PROBLEM DETAILS: Beginning with the first line below, please restate each line exactly, down to and including the line containing "Degenerate inputs returned".

MATERIAL TO PROCESS:
PR #7566, opened 2026-07-20
fix(gametheory): guard run_tournament against empty strategies / repetitions<=0

jsboigeEpita:
## Summary

`run_tournament(strategies, rounds, noise, repetitions)` sets `n = len(strategies)` then loops `range(repetitions) × range(n) × range(n)`, returning `{strategy_name: average_score_per_match}`. Degenerate inputs returned a **silently-empty result dict** (no error), masking a caller-side bug:

| Call (unpatched) | Behavior |
|---|---|
| `run_tournament([])` | `n=0`, all `range(0)` skipped, returns `{}` silently |
| `run_tournament([...], repetitions=0)` | `range(0)` skipped, returns `{}` silently |
| `run_tournament([...], repetitions=-2)` | `range(-2)` skipped, returns `{}` silently |

An empty tournament or a tournament run zero/negative times is meaningless and masks a caller-side bug (e.g. a strategy-list filter that dropped everything). This PR adds explicit `ValueError` guards at entry.

Same degenerate-input bug-class as #7517 (compute_payoff_matrix `rounds<=0`), #7554 (make_batch_edge_index `batch_size<=0`), #7551 (WFC `rows<=0`).

## Context — why this was missed before
This entry point was missed when the GameTheory degenerate-input vein was declared CLOSED (c.689). `run_tournament`'s caller-controlled `repetitions` and empty-list path were not enumerated in that sweep — the same class of oversight as #7551 missing `run_all`/`adjacency_violations` (complemented by #7553). Re-found by re-applying the count-check: enumerate all 18 public fns in `game_theory_utils.py` and verify each entry point for caller-controlled iteration.

## Changes
- `game_theory_utils.py` (+8): two guards at entry of `run_tournament` (`not strategies`, `repetitions <= 0`).
- `tests/test_strategies.py` (+30): new `TestTournamentGuard` class (4 tests: empty raises, zero reps raises, negative reps raises, default-reps unaffected invariant).

## Validation (G.9 non-vacuous)
- **Reproduce unpatched**: confirmed `run_tournament([]) == {}`, `run_tournament([TFT], repetitions=0) == {}`, `repetitions=-2 == {}` — all silent, no error.
- **Non-vacuous**: reverting the prod guard (stash) makes the 3 raise-tests FAIL (`DID NOT RAISE` — the silent `{}` is the unpatched behavior). The default-repetitions invariant test stays PASS.
[...]

PR #7517, opened 2026-07-20
fix(gametheory): guard compute_payoff_matrix rounds<=0 (ZeroDivisionError)

jsboige:
## What

Bug-fix in `GameTheory/game_theory_utils.py:compute_payoff_matrix` — the per-cell normalization `M[i, j] = score1 / rounds` was unguarded, so `rounds=0` (or any non-positive value a caller might pass) raised `ZeroDivisionError`. **Same degenerate-input guard bug-class as #7481 (shapley `n_samples<=0`, MERGED), #7489 (kuhn_poker `iterations<=0`, MERGED), and #7495 (replicator normalization, MERGED).** This PR closes the remaining locus in that bug-class.

## Bug (reproduced firsthand, G.1)

`compute_payoff_matrix(strategies, rounds)` builds the pairwise payoff matrix `M[i,j] = average payoff per round`. At L516 a bare `score1 / rounds`:

```python
>>> from game_theory_utils import compute_payoff_matrix, AlwaysCooperate, AlwaysDefect
>>> compute_payoff_matrix([AlwaysCooperate(), AlwaysDefect()], rounds=0)
ZeroDivisionError: division by zero
```

`rounds` is an integer-count parameter with default `200` but no lower-bound validation — a caller passing `rounds=0` (e.g. an adaptive/metric loop that derives `rounds` from a budget that can hit 0) crashes instead of failing explicitly. Identical shape to `shapley_value_monte_carlo(n_samples<=0)` (#7481) and `kuhn_poker.train(iterations<=0)` (#7489).

## Fix (matches the established guard style)

Input validation at the top of `compute_payoff_matrix`, identical to `shapley.py:139-140` (`n_samples`) and `kuhn_poker_cfr.py:147-149` (`iterations`):

```python
if rounds <= 0:
    raise ValueError(f"rounds must be positive, got {rounds}")
```

Sister functions in the same family confirmed **not** part of this bug-class (no division by the count param):
- `play_match(..., rounds)` — `rounds` is a loop count only (`for _ in range(rounds)`); `rounds<=0` yields 0 scores, no crash.
- `run_tournament(..., rounds)` — divides by `match_count[name]` (≥1 for every name in `scores`, since both are incremented together), not by `rounds`.

So the locus is exactly `compute_payoff_matrix` — atomic, one locus per PR (the sweep's convention: #7481, #7489, #7495, now this).

## Tests (matches the kuhn_poker test style)

[...]

PR #7568, opened 2026-07-20
fix(gametheory): validate NormalFormGame A/B shape match in constructor

jsboigeEpita:
## Summary

`NormalFormGame.__post_init__` took `m, n = A.shape` from A only and **never checked B**. A mismatched A/B pair was silently accepted, and downstream solvers (`find_pure_nash`, `find_mixed_nash_2x2`, `solve_minimax_lp`, etc.) returned **WRONG results** computed on the mismatched B — out-of-range rows/cols silently ignored (when B is larger, the extra rows/cols are never examined; when smaller, numpy raises a confusing index error deep in the solver).

**Reproduced before fix:**
```python
NormalFormGame(A=[[1,2],[3,4]], B=[[1,2,3],[4,5,6],[7,8,9]])
  # accepted (m=n=2 from A only); find_pure_nash returns [(1,1)]
  # WRONG — computed on a 2x2 slice of a 3x3 B
NormalFormGame(A=[1,2,3], B=[1,2,3])
  # opaque "not enough values to unpack (expected 2, got 1)"
```

A mismatched-shape game is always a caller bug; the constructor is the right place to catch it (**fail-fast vs silent wrong equilibria**). This PR adds two guards in `__post_init__`: A must be 2-D, and `A.shape == B.shape`.

This is a **correctness fix (constructor invariant)**, distinct from the degenerate-input entry-point guards (#7517 `rounds`, #7554 `batch_size`, #7566 `repetitions`). Found by re-auditing the `game_theory_utils.py` public surface (the count-check that also surfaced #7566).

## Changes
- `game_theory_utils.py` (+9): two shape-validation guards in `NormalFormGame.__post_init__`.
- `tests/test_nash_computation.py` (+47): new `TestNormalFormGameConstruction` class (6 tests: shape mismatch rejected, row-count mismatch rejected, square mismatch rejected, non-2d A rejected, matching shapes accepted, non-square matching accepted).

- **Reproduce unpatched**: confirmed the silent-acceptance + wrong-equilibrium + opaque-unpack behaviors firsthand before patching.
- **Non-vacuous**: reverting the prod guard (stash) makes the 4 raise-tests FAIL — 3 mismatch cases silently accept (DID NOT RAISE), non-2d case gets the opaque unpack ValueError instead of the clear guard message. The 2 matching-shapes invariant tests stay PASS.
- **Non-regression**: 18/18 `test_nash_computation.py` pass (12 nominal + 6 new ctor tests); full `GameTheory/tests/` = **542 passed, 0 regression** (excluding `test_lean_definitions.py` which requires Lean/WSL, a pre-existing environmental skip).

Run: `cd MyIA.AI.Notebooks/GameTheory && python -m pytest tests/test_nash_computation.py -v`

### DIFF
--- a/MyIA.AI.Notebooks/GameTheory/game_theory_utils.py
+++ b/MyIA.AI.Notebooks/GameTheory/game_theory_utils.py
@@ -69,6 +69,15 @@ class NormalFormGame:
     def __post_init__(self):
         self.A = np.array(self.A, dtype=float)
         self.B = np.array(self.B, dtype=float)
+        if self.A.ndim != 2:
+            raise ValueError(
+                f"A must be a 2-D payoff matrix, got array with shape {self.A.shape}"
+            )
+        if self.A.shape != self.B.shape:
+            raise ValueError(
+                f"A and B must have the same shape, got A.shape={self.A.shape} "
+                f"and B.shape={self.B.shape}"
+            )
         self.m, self.n = self.A.shape
 
         if self.row_labels is None:
--- a/MyIA.AI.Notebooks/GameTheory/tests/test_nash_computation.py
+++ b/MyIA.AI.Notebooks/GameTheory/tests/test_nash_computation.py
@@ -189,5 +189,52 @@ class TestClassicGames:
             assert len(game.col_labels) == game.n
 
 
+class TestNormalFormGameConstruction:
+    """NormalFormGame constructor must reject ill-formed inputs.
+
+    Before the guard, __post_init__ took the shape from A only and never
+    checked B. A mismatched A/B pair was silently accepted, and downstream
+    solvers (find_pure_nash, etc.) returned WRONG results computed on the
+    mismatched B (out-of-range rows/cols silently ignored). Constructing a
+    game with mismatched payoff matrices is always a caller bug — the
+    constructor is the right place to catch it."""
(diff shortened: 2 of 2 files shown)


jsboige (commented):
[Hermes] **COMMENT — guard justifié, tests appropriés.**

Fix minimal et correct : `__post_init__` validait `A` seule, acceptait silencieusement `A/B` shape mismatch → downstream solvers (find_pure_nash, solve_minimax_lp) calculaient sur B erroné. Guard explicite avec message clair.

**Vérifié :**
- `match=` dans `pytest.raises` capture le bon message sur les 4 cas d erreur (row mismatch, shape mismatch, square mismatch, non-2D).
- `test_matching_shapes_accepted` + `test_non_square_matching_accepted` couvrent la non-régression (invariant m,n présevé pour 2x2 et non-carré m=2,n=3).
- Ordre des guards correct : `A.ndim != 2` checké avant `A.shape != B.shape` (sinon IndexError sur array 1D).
- Tests 47→52 (5 ajoutés), cohérents avec le diff `+56/-0`.

Pas de concern bloquant. Bonne cible (constructor) pour fail-fast. Aucun impact API (seules les constructions illégitimes lèvent maintenant).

WRITTEN RESPONSE:
PR #7566, opened 2026-07-20
fix(gametheory): guard run_tournament against empty strategies / repetitions<=0

jsboigeEpita:
## Summary

`run_tournament(strategies, rounds, noise, repetitions)` sets `n = len(strategies)` then loops `range(repetitions) × range(n) × range(n)`, returning `{strategy_name: average_score_per_match}`. Degenerate inputs returned a **silently-empty result dict** (no error), masking a caller-side bug:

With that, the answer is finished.